The problem
Count lines with "LockCleaner" below; give only the number.
──────── Data for this task
PR #690, opened 2015-12-16
locks should unlock after 1 hour by default

kintner:
@jonmoter @msufa

When I lock a stage it's normally to prevent automated deploys while I test a feature branch. I occasionally forget to unlock it after I'm done testing and the stage will remain locked until somebody is bold enough to unlock it. This isn't great since it blocks the normal automated deploy workflow. 

This adds an "unlock in" option when creating a lock and I choose an opinionated default that most locks don't need to last for more then 1 hour. 

production_-_example-project

production_-_example-project

Currently we suggest running the `deploys:stop_expired_deploys` task via cron. Should I add the `locks: remove_expired_locks` to the example cron file as well?


kintner:
Ugh..there doesn't appear to be a cross DB way to do time addition in SQL. The actual number of locks is probably low enough you could to the check in ruby land. Any suggestions?

msufa:
cc @zendesk/samson 

@kintner, your tests are failing for Postgres & SQLite DBs.

steved:
Doing the math up front using a delete_at field would be easier, then the delete can be done in directly SQL later.

Use Rails' [time stubbing](http://api.rubyonrails.org/classes/ActiveSupport/Testing/TimeHelpers.html) intead of Timecop.

I'd like to avoid adding rake cron jobs, I'd rather see a new thread that just sleeps, but that can be up for debate.

app/models/lock.rb
```diff
@@ -19,13 +19,19 @@ def global?
...
+
+    "Locked by #{user.try(:name) || 'Unknown user'} #{time_ago_in_words(created_at)} ago #{unlock}"
   end
 
   def reason
     description.blank? ? "Description not given." : description
   end
 
+  def self.remove_expired_locks
+    Lock.where("created_at IS NOT NULL AND delete_in IS NOT NULL AND created_at + delete_in < ?", Time.now).find_each(&:soft_delete)
```
steved: Why would created_at be null?

kintner:
@steved refactored to use a pre calculated `delete_at` field.

app/models/lock.rb
```diff
@@ -1,6 +1,8 @@
 class Lock < ActiveRecord::Base
   include ActionView::Helpers::DateHelper
 
+  attr :delete_in
```
steved: Is this used? (unrelated, but I forgot attr existed)

app/views/locks/_lock.html.erb
```diff
@@ -4,5 +4,12 @@
   <% else %>
     <%= lock_icon %> Deployments to <%= lock.global? ? "ALL STAGES" : "this stage" %> were locked
   <% end %>
-  <%= lock.reason %> by <%= lock.user.name %> <%= time_ago_in_words(lock.created_at) %> ago.
+  <%= lock.reason %> by <%= lock.user.name %> <%= time_ago_in_words(lock.created_at) %>
```
steved: Can this be lock.summary?

app/models/lock.rb
```diff
@@ -19,13 +21,23 @@ def global?
   end
 
   def summary
-    "Locked by #{user.try(:name) || 'Unknown user'} #{time_ago_in_words(created_at)} ago"
+    unlock = "and will unlock in #{time_ago_in_words(delete_at)}" if delete_at
+
+    "Locked by #{user.try(:name) || 'Unknown user'} #{time_ago_in_words(created_at)} ago #{unlock}"
```
steved: probably a tiny bit nicer if the space after `ago` is in the unlock variable

kintner:
@steved I've added a timer task to delete expired locks.

app/views/locks/_lock.html.erb
kintner: Not really. It's a different sentence then `#summary`

app/models/lock.rb
```diff
@@ -1,6 +1,8 @@
 class Lock < ActiveRecord::Base
   include ActionView::Helpers::DateHelper
 
+  attr_reader :delete_in
```
steved: Does AR complain without this? There's no instance variable to access...

Gemfile
```diff
@@ -29,6 +29,8 @@ gem 'active_model_serializers', '~> 0.8.0'
 gem 'sawyer', '~> 0.5'
 gem 'sse-rails-engine', '~> 1.4'
 
+gem 'concurrent-ruby', require: 'concurrent'
```
steved: This can probably live in `no_preload`

app/views/locks/_lock.html.erb
steved: Fair, but there's definitely some DRY opportunity

lib/samson/tasks.rb
```diff
@@ -0,0 +1,5 @@
+module Samson::Tasks
+  def self.start
+    LockCleaner.start
```
steved: Any reason for the indirection? Should this become a real registry class and keep instances?

lib/samson/tasks/lock_cleaner.rb
```diff
@@ -0,0 +1,26 @@
...
+      @task ||= Concurrent::TimerTask.new(run_now: true, execution_interval: 60, timeout_interval: 10) do
+        Lock.remove_expired_locks
+      end.with_observer(self)
+    end
+
+    # called by Concurrent::TimerTask
+    def update(time, result, ex)
+      if ex
+        Rails.logger.error "(#{time}) Samson::Tasks::LockCleaner failed with error #{ex}\n"
+        Rails.logger.error ex.backtrace.join("\n")
```
steved: Airbrake instead?

lib/samson/tasks/lock_cleaner.rb
```diff
@@ -0,0 +1,26 @@
...
+    end
+
+    def start
+      task.tap(&:execute)
+    end
+
+    def task
+      @task ||= Concurrent::TimerTask.new(run_now: true, execution_interval: 60, timeout_interval: 10) do
+        Lock.remove_expired_locks
+      end.with_observer(self)
```
steved: with_observer will be called after the first execution which might hide errors

app/models/lock.rb
```diff
@@ -19,13 +21,23 @@ def global?
...
+
+    "Locked by #{user.try(:name) || 'Unknown user'} #{time_ago_in_words(created_at)} ago#{unlock}"
   end
 
   def reason
     description.blank? ? "Description not given." : description
   end
 
+  def self.remove_expired_locks
+    Lock.where("delete_at IS NOT NULL and delete_at < CURRENT_TIMESTAMP").find_each(&:soft_delete)
```
steved: Might as well soft_delete! since you're checking exceptions but not the result of this method

test/controllers/locks_controller_test.rb
```diff
@@ -118,6 +120,7 @@
         stage.warning?.must_equal(false)
         stage.locked?.must_equal(true)
         stage.lock.description.must_equal 'DESC'
+        stage.lock.delete_at.to_time.must_equal(Time.now + 3600)
```
steved: Why to_time?

test/models/lock_test.rb
```diff
@@ -49,4 +49,55 @@
...
+    it "leaves unexpired locks alone" do
+      refute_empty Lock.where("delete_at > ?", Time.now)
+    end
+
+    it "leaves indefinite locks alone" do
+      refute_empty Lock.where("delete_at is null")
+    end
+  end
+
+  def create_some_locks
```
steved: inline this since you only use it once now

app/models/lock.rb
kintner: Yeah...I'm using it in the view: `f.select :delete_in`

lib/samson/tasks/lock_cleaner.rb
kintner: Why do you say that? The `TimerTask` doesn't start running until  `execute` is called which is after the observer is added. `run_now: true` schedules the task to run immediately after `execute` instead of waiting until the first `execution_interval` occurs.

app/models/lock.rb
kintner: let me see what I can do

app/views/locks/_lock.html.erb
kintner: let me see what I can do

lib/samson/tasks/lock_cleaner.rb
steved: Yeah, my bad, the docs say "instantiation" but I should've tried it
https://github.com/ruby-concurrency/concurrent-ruby/blob/master/lib/concurrent/timer_task.rb#L171-L173

app/helpers/locks_helper.rb
```diff
@@ -0,0 +1,12 @@
+module LocksHelper
+  def delete_lock_options
+    offsets = [
```
steved: offsets is unused

test/lib/samson/tasks/lock_cleaner_test.rb
```diff
@@ -0,0 +1,43 @@
+require_relative '../../../test_helper'
+
+describe Samson::Tasks::LockCleaner do
+  subject { Samson::Tasks::LockCleaner.new }
+
+  describe "#start" do
+    before { Concurrent::TimerTask.any_instance.expects(:execute).once }
```
steved: This can be `subject.task.expects` and is more part of the test than setup

test/models/lock_test.rb
```diff
@@ -49,4 +49,49 @@
...
+      Lock.create!(user: users(:deployer), stage: stages(:test_production), created_at: expired, delete_in: 3600)
+      Lock.create!(user: users(:deployer), stage: stages(:test_staging), delete_in: 3600)
+      Lock.create!(user: users(:deployer), stage: stages(:test_production), delete_in: 3600)
+      Lock.create!(user: users(:deployer), stage: stages(:test_production_pod))
+
+      Lock.remove_expired_locks
+    end
+
+    it "removes expired locks" do
+      assert_empty Lock.where("delete_at < ?", Time.now)
```
steved: You're mixing and matching `must` and `assert`, I'd prefer `must` but just be consistent

test/controllers/locks_controller_test.rb
```diff
@@ -108,8 +108,10 @@
     end
 
     describe 'POST to #create' do
+      before { travel_to Time.now }
+      after { travel_back }
```
steved: add another empty line after

lib/samson/tasks/lock_cleaner.rb
```diff
@@ -0,0 +1,29 @@
+require 'concurrent'
+
+module Samson::Tasks
+  class LockCleaner
+
```
steved: remove this line

kintner:
@steved :haircut:

app/views/locks/_lock.html.erb
```diff
@@ -4,5 +4,12 @@
   <% else %>
     <%= lock_icon %> Deployments to <%= lock.global? ? "ALL STAGES" : "this stage" %> were locked
   <% end %>
-  <%= lock.reason %> by <%= lock.user.name %> <%= time_ago_in_words(lock.created_at) %> ago.
+  <%= lock.reason %> by <%= lock.locked_by %> <%= time_ago_in_words(lock.created_at) %>
+
+  <% if lock.delete_at %>
```
steved: Can this block be `ago<%= lock.unlock_at %>.`?

steved:
:+1:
────────────────
Answer to the problem
5